وَقَالَ يَا بَنِيَّ لَا تَدْخُلُوا مِنْ بَابٍ وَاحِدٍ وَادْخُلُوا مِنْ اَبْوَابٍ مُتَفَرِّقَةٍۜ وَمَٓا اُغْن۪ي عَنْكُمْ مِنَ اللّٰهِ مِنْ شَيْءٍۜ اِنِ الْحُكْمُ اِلَّا لِلّٰهِۜ عَلَيْهِ تَوَكَّلْتُۚ وَعَلَيْهِ فَلْيَتَوَكَّلِ الْمُتَوَكِّلُونَ ﴿٦٧﴾
Vekâle yâ beniyye lâ tedḣulû min bâbin vâhidin vedḣulû min ebvâbin muteferrika(tin)(s) vemâ uġnî ‘ankum mina(A)llâhi min şey-/(in)(s) ini-lhukmu illâ li(A)llâh(i)(s) ‘aleyhi tevekkelt(u)(s) ve’aleyhi felyetevekkeli-lmutevekkilûn(e)
Karşılaştır Yusuf Sûresi 68: Onlar babalarının emrettiği şekilde Mısır’a girdiler. Fakat bu tedbir, Allah’ın onlar için yazdığı hiçbir şeyi kendilerinden uzaklaştıramadı. Ancak Yâkub, evlatlarını korumak maksadıyla içindeki bir dileği yerine getirmiş oldu. Şüphesiz o, kendisine öğrettiğimiz husûsî bir ilim sahibiydi; fakat insanların çoğu bunu bilmez.

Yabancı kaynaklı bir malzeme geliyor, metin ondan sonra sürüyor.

PR #465, opened 2022-11-18
Updates dwarf-op help doc, and fixes processing bug for names

cppcooper:
Precisely as the title says

### DIFF
--- a/dwarf-op.lua
+++ b/dwarf-op.lua
@@ -40,167 +40,6 @@ local validArgs = utils.invert({
 })
 local args = utils.processArgs({...}, validArgs)
 
-local help = [====[
-
-dwarf-op
-========
-Dwarf optimization is a script designed to provide a robust solution
-to hacking dwarves to be better at work. The primary use case is as follows:
-
- 1) take a dwarf
- 2) delete their ability to do anything, even walk (job skills, phyiscal/mental attributes)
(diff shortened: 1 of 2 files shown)


dwarf-op.lua
```diff
@@ -1076,15 +915,19 @@ function CheckWorker(dwf, option)
             local select_type = list[1]
             if GetChar(select_type,1) == 'p' or select_type == 'name' or select_type == 'names' then
                 includeProtectedDwfs = true
-                select_type = string.sub(select_type,2)
+                if GetChar(select_type,1) == 'p' then
```
myk002, line 918: `GetChar` is fine since it's used in other places, but be aware that dfhack.lua also adds `string:startswith()`, so when getting the first character and comparing it you could write it as `if select_type:startswith('p')` instead of `if GetChar(select_type, 1) == 'p'`

myk002 (approved):
changelog entry?

cppcooper:
Adding a change log entry, but before merging this.. I was thinking that perhaps this should be renamed to `modify-dwarves` to be more "discoverable"

myk002:
> I was thinking that perhaps this should be renamed to `modify-dwarves` to be more "discoverable"

if we do, we can do it in another PR. naming is hard and could spark debate.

وَلَمَّا دَخَلُوا مِنْ حَيْثُ اَمَرَهُمْ اَبُوهُمْۜ مَا كَانَ يُغْن۪ي عَنْهُمْ مِنَ اللّٰهِ مِنْ شَيْءٍ اِلَّا حَاجَةً ف۪ي نَفْسِ يَعْقُوبَ قَضٰيهَاۜ وَاِنَّهُ لَذُو عِلْمٍ لِمَا عَلَّمْنَاهُ وَلٰكِنَّ اَكْثَرَ النَّاسِ لَا يَعْلَمُونَ۟ ﴿٦٨﴾
Velemmâ deḣalû min hayśu emerahum ebûhum mâ kâne yuġnî ‘anhum mina(A)llâhi min şey-in illâ hâceten fî nefsi ya’kûbe kadâhâ(c) ve-innehu leżû ‘ilmin limâ ‘allemnâhu velâkinne ekśera-nnâsi lâ ya’lemûn(e)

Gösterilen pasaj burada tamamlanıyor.